Stored items:
——————————
PR #89, opened 2017-11-22
fix regeneratorRuntime error

hharnisc:
### Purpose

Was getting a `regeneratorRuntime` when running the application due to an `async` polyfill missing

### Notes

Requires in the `babel-polyfill` first to fix the problem


hharnisc:
@michael-erasmus @tiggreen looks like the same test error is happening due to a date following the current date:

```
lerna ERR!     -              From: 11/14/17 - To: 11/20/17
lerna ERR!     +              From: 11/15/17 - To: 11/21/17
```

Something time related! Going to merge this one in since this it doesn't seem to be breaking anything else.

PR #93, opened 2017-11-28
Working logout

hharnisc:
### Purpose

Logout menu item in App Sidebar will logout user from Analyze.

### Notes

This logs a user out of all applications.

### Review

I moved `measureFromNavigationStart` into a common place for initialization events to be dispatched. Alternatively this could go into a package, but I don't think we have enough examples to draw a conclusion. 

#### Staging Deployment

https://task-logout-analyze.dev.buffer.com


hharnisc:
Fixed that DatePicker time dependency issue :smile:

PR #95, opened 2017-12-07
Directly send perf measures to DataDog

federicoweber:
### Purpose
To track performances in Data Dog independently from buffer web.
It also adds the tracking of first meaningful paint.

#### Staging Deployment

### DIFF
--- a/packages/profile-selector/middleware.js
+++ b/packages/profile-selector/middleware.js
@@ -2,6 +2,7 @@
 import { push, LOCATION_CHANGE } from 'react-router-redux';
 import { actions as reportActions } from '@bufferapp/report-list';
 import { actionTypes } from '@bufferapp/async-data-fetch';
+import { actions as performanceActions } from '@bufferapp/performance-tracking';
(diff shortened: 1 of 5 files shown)


packages/profile-selector/middleware.js
```diff
@@ -60,6 +61,7 @@ export default ({ dispatch, getState }) => next => (action) => {
         const firstProfile = action.result[0];
         dispatch(profilesActions.selectProfile(firstProfile.id, firstProfile.service));
       }
+      dispatch(performanceActions.measureFromNavigationStart({ name: 'firstMeaningfulPaint' }));
```
msanroman: Which was the thought process for defining the "profiles loaded" event as the first meaningful paint? :)

federicoweber: great question @msanroman :).

I opted for this as it's when the sidebar becomes useful; as we need the profiles to render the full navigation. Does it make sense?

Happy to brainstorm around other possible hooks for it :smile:.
——————————
§ **Exercise details**:
Show the lines of the records that contain the word "polyfill".

§ **Your response**:
Was getting a `regeneratorRuntime` when running the application due to an `async` polyfill missing
Requires in the `babel-polyfill` first to fix the problem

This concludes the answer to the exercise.